It was around four o' clock in the morning when seventeen year old Roxanne Oxford heard the phone ring in her tiny apartment. Reluctantly, she woke up and answered the call.

"Where are you?" a female shakily voiced over the phone. "What are you doing?"

"Mom? I'm sleeping in my room. What hap-"

"Get over here. Roxanne, please, come home." Roxanne's mother sobbed. Roxanne put down the phone and grabbed her wand next to her bed. After apparating to her parent's living room, she found her mother crying on the burnt carpeted floor with the phone still up to her ear. Through her mother's sobbing she heard her named still being said to come home.

"Mom, I'm here. Where's Dad?" Roxanne asked, though by surveying the state of her parent's home, Roxanne was able to answer her own question. She followed the burnt trail on the carpet and walls to the kitchen, where a disgusting odor was being produced. In the ashy and blacked kitchen, Roxanne was able to decipher two burned bodies.

"Rusty!" Mrs. Oxford called out from the living room. "Your Dad and Rusty!"
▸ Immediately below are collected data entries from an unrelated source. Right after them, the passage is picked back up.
PR #3087, opened 2023-12-19
Update webui to 0.20.7

jogibear9988:


mcm1957:
Please ensure that 0.20.7 will be available at latest for at least 7 days so that it can be installed by latest users and tested.
This requires, that you avoid publishing new releases or setting latest tag at npm to a newer release as this would abort the test phase and users will no longer install or keep release 0.20.7 active.

Creating .alpha.0 releases would be ok as those release should not be published at latest when using the standard workflow.

This PR will be closed if 0.20.7 cannot reach the installtion an test goal du to removal from latest repository.

mcm1957:
0.20.7 created 15.12.2023

mcm1957:
0.20.7 created 15.12.2023 and available at stable until 22.12.2023
23 User (>10%)

OK

0.21.3  released to latest now

PR #3135, opened 2023-12-26
Bump telegram-menu to 1.5.1

MiRo1310:
Please bump telegram-menu to 1.5.1 in stable repo


mcm1957:
1.5.1 created 20.12.2023
app 50 User
OK

Please assure that a release is available at least 7 days at latest repository. So do NOT create a new release (except -alpha.x) until you request a stable addition as the new reqeust will cancel availability at stable. And of course creating a new release to fix a bug is always ok - in this case the new release will be next at stable anyway.

PR #3151, opened 2023-12-29
bump kostal-piko-ba stable to 3.0.9

hombach:


mcm1957:
3.0.9 created 23.12.2023
10 user
OK

PR #3155, opened 2023-12-31
Update icons-mfd-svg to 1.2.0

mcm1957:
according to Apollon icons adapter always ok


mcm1957:
1.2.0 created 07.12.2023
OK

PR #3163, opened 2024-01-02
Added vis-2 and some widgets to stable

GermanBluefox:


GermanBluefox:
RE-CHECK!

mcm1957:
vis-2 2.9.10 creates at 02.01.2024

mcm1957:
RE-CHECK!

PR #2, opened 2015-01-28
Use setuptools when available.

ocefpaf:
This PR makes use of setuptools, when available, allowing for easy Windows builds via
[Microsoft Visual C++ Compiler for Python 2.7](http://www.microsoft.com/en-us/download/details.aspx?id=44266) as requested by @rsignell-usgs.

### DIFF
--- a/setup.py
+++ b/setup.py
@@ -1,28 +1,35 @@
 import sys, os, glob, subprocess
-from distutils import ccompiler, sysconfig
-from distutils.core import setup, Extension
+
+try:
+    from setuptools import setup, Extension
+    use_setuptools = True
+except ImportError:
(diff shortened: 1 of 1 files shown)


rsignell-usgs:
I verified that this works.  Super cool.   Finally, a lightweight way to build python binaries on windows, and from Microsoft!    Setuptools >6.0 can figure out where the compiler is, but distutils cannot.

rsignell-usgs:
@jswhit  poke?

ocefpaf:
@jswhit Let me know if you want me to close this or re-write in a clearer way.

ocefpaf:
Closing this...

Issue #9, opened 2015-04-20
pip install fails


stdavis:
When I try to install via pip I get:
![image](https://cloud.githubusercontent.com/assets/1326248/7237297/d06b80a0-e757-11e4-8ef8-303a8ae58d96.png)

I get a similar error when I try to run `python setup.py build` after manually downloading the project.

What am I doing wrong?

micahcochran:
First, try installing [Microsoft Visual C++ Compiler for Python 2.7](http://www.microsoft.com/en-us/download/details.aspx?id=44266).

If that doesn't work, I'd suggest installing a different python environment such as [OSGeo4W](http://wiki.osgeo.org/wiki/OSGeo4W) which can easily install the Proj.4 library from its setup and the gcc compiler.  It is focused on software for GIS.

ChrisBarker-NOAA:
Note:  if you use the "Microsoft Visual C++ Compiler for Python 2.7.", then ``pip install`` should work. but plain old ``setup.py build`` probably won't. That compmiler needs setuptools, which the setup.py does not use, but pip monkey-patches in. I'll be raising an issue / pull request on this soon.

Also - this is using ArcGIS's Python -- is that what you want? -- just making sure. And it may not sork right with that compiler, either :-(

snowman2:
Related to #216

PR #21, opened 2015-10-02
Add setuptools to setup.py

ChrisBarker-NOAA:
I suggest using setuptools, rather than raw distutils, in the setup.py.

setuptools is pretty much ubiquitous these days, so it's not likely to be a problem. And pip requires setuptools, so anyone doing ``pip install`` is guaranteed to have it.

But it's a better option, particularly on Windows, where recent setuptools can properly find the "MS VS compiler for python2.7", whereas distutils cannot.

### DIFF
--- a/setup.py
+++ b/setup.py
@@ -1,6 +1,6 @@
 import sys, os, glob, subprocess
 from distutils import ccompiler, sysconfig
-from distutils.core import setup, Extension
+from setuptools import setup, Extension
 
 deps = glob.glob('src/*.c')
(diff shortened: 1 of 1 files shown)


micahcochran:
Patch for issue #9

ChrisBarker-NOAA:
Thanks Jeff!

CHB

Sent from my iPhone

On Oct 7, 2015, at 7:59 PM, Jeff Whitaker <notifications@github.com> wrote:

Merged #21 <https://github.com/jswhit/pyproj/pull/21>.

—
Reply to this email directly or view it on GitHub
<https://github.com/jswhit/pyproj/pull/21#event-429853802>.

Roxanne stood still in the archway of the kitchen and dropped her wand. She noticed that one of the bodies, located in the center of the kitchen, had its eyes open; one brown, one hazel, just like Roxanne. Those heterochromia eyes, that Roxanne shared, belonged to her father. The other horribly burnt body in the corner was then Rusty, Roxanne's older brother. A knife handle was sticking in his chest and gleamed very faintly in the dim amber light of the house. The quiver of Roxanne's lip sent her back to her senses. Tearing her eyes off her two deceased family members, she swooped up her wand, found her mother's car keys, and swiftly left for the living room. Roxanne's plan was to drive close to her small wizard inhabited apartment and walk the rest of the way; Roxanne couldn't risk apparating both her and her mother when her emotional state was in the toilet.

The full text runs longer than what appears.